■ Work request: Looking at the entries underneath, work out how many lines contain "sounds". Write only that number.
=== Source material ===
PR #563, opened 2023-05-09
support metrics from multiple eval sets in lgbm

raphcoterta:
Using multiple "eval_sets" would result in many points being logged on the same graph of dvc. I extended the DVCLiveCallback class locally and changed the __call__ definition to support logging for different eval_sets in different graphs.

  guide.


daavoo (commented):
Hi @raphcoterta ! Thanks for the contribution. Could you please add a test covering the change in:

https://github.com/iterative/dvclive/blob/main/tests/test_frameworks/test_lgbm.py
===
=== Source material ===
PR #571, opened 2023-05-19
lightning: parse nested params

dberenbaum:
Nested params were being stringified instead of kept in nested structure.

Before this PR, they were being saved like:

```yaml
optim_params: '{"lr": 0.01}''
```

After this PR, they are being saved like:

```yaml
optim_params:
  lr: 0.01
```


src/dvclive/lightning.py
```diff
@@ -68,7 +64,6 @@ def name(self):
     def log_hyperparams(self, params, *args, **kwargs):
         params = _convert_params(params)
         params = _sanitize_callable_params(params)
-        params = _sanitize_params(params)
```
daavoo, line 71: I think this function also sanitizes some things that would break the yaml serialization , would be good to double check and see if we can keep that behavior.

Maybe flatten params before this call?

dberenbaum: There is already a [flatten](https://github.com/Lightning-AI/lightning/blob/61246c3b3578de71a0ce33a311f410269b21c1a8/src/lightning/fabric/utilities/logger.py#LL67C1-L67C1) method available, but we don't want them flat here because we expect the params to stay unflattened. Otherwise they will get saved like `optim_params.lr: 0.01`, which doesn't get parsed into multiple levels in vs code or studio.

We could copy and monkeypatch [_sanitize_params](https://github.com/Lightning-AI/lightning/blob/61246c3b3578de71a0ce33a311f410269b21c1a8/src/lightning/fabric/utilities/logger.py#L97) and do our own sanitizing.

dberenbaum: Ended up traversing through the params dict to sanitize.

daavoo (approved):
===
=== Source material ===
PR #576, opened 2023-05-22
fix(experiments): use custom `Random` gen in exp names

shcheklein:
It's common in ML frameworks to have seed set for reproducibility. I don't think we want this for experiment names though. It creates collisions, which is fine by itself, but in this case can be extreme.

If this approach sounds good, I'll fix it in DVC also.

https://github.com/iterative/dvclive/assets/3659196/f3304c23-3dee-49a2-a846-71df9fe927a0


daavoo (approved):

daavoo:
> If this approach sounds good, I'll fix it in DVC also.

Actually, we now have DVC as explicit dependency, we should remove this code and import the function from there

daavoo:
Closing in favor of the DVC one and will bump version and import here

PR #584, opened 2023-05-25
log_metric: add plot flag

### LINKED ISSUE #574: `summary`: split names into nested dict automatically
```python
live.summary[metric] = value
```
===
■ Answer to this task: 2